BRIEF.
Wherever the string "value" shows up in the data below, copy the whole line.

THE DATA.
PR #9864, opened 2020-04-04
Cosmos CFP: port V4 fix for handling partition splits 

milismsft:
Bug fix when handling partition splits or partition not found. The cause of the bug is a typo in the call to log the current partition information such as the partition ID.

...

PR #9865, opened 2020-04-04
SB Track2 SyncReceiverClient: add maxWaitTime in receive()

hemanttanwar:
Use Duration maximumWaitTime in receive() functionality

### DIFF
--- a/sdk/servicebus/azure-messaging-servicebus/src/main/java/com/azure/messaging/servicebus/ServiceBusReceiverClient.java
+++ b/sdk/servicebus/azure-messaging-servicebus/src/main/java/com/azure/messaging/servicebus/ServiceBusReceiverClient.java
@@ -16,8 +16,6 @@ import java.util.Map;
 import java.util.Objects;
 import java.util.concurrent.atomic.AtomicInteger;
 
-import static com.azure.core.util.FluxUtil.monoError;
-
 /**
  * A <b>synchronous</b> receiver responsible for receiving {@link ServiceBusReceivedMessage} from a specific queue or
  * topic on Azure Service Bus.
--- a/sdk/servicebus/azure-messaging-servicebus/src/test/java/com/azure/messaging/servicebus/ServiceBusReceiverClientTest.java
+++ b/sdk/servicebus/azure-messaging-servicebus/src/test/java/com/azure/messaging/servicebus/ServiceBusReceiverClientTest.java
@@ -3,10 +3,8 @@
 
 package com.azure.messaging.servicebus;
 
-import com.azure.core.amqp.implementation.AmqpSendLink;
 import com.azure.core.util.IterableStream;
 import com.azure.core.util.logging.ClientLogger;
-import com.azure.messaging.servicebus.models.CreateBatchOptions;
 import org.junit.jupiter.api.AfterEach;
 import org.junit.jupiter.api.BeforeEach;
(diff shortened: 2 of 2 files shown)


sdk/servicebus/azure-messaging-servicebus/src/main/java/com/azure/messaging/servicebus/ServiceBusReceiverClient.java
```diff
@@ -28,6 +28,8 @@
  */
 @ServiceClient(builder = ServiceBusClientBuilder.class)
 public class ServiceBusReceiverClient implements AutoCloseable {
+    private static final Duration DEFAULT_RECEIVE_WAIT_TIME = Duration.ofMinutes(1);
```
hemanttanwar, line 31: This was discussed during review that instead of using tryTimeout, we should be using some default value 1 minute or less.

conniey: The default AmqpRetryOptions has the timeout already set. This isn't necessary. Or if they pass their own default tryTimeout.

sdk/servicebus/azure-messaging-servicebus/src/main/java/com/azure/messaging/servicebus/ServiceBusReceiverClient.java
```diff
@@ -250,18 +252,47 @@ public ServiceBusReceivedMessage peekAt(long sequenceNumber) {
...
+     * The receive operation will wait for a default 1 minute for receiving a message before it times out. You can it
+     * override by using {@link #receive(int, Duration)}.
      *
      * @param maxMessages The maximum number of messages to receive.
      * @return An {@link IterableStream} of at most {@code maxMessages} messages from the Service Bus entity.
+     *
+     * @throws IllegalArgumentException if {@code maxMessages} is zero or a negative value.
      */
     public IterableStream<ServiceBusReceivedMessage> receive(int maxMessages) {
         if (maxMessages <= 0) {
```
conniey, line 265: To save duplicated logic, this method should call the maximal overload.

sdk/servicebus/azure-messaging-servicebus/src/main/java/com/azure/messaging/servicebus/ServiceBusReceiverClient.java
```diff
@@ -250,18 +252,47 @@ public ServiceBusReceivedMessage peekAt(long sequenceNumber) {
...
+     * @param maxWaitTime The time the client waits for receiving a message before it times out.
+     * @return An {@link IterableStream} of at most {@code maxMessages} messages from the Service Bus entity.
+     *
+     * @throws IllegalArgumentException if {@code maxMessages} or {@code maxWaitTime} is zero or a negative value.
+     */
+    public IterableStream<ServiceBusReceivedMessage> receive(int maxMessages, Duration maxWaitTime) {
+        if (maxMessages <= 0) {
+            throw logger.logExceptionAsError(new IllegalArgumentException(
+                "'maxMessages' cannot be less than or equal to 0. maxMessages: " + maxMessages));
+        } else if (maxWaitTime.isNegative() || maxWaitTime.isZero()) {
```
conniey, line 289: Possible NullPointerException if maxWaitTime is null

...

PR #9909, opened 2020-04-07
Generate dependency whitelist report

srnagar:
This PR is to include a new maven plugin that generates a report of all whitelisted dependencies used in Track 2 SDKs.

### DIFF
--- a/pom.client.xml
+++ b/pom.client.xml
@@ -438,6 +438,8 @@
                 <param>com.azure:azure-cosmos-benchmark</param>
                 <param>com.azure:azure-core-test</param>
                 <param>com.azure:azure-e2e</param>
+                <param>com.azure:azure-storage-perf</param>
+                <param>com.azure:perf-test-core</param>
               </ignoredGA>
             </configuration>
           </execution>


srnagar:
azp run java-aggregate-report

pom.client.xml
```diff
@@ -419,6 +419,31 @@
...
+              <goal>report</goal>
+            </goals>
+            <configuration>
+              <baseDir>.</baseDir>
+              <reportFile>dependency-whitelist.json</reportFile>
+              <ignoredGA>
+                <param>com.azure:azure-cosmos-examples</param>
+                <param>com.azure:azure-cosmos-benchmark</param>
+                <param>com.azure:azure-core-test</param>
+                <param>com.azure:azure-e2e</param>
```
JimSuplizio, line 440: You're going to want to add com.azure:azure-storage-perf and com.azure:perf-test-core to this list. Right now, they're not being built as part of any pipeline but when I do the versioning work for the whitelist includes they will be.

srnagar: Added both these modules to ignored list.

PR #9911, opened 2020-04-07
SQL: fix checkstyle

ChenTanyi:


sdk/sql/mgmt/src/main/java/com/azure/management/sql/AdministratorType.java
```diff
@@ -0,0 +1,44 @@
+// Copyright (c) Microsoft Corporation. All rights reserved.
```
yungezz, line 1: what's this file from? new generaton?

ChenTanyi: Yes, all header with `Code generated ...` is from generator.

EXPECTED ANSWER.
hemanttanwar, line 31: This was discussed during review that instead of using tryTimeout, we should be using some default value 1 minute or less.
+     * @throws IllegalArgumentException if {@code maxMessages} is zero or a negative value.
+     * @throws IllegalArgumentException if {@code maxMessages} or {@code maxWaitTime} is zero or a negative value.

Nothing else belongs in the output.